▸ **Exercise data**:

PR #421, opened 2021-05-06
fix: [CDS-262] move .of calls to didChangeDependencies

imtoori:


packages/stream_chat_flutter_core/lib/src/message_list_core.dart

▸ **Exercise directions**: Give back the data exactly.

▸ **Output**:
PR #421, opened 2021-05-06
fix: [CDS-262] move .of calls to didChangeDependencies

imtoori:


packages/stream_chat_flutter_core/lib/src/message_list_core.dart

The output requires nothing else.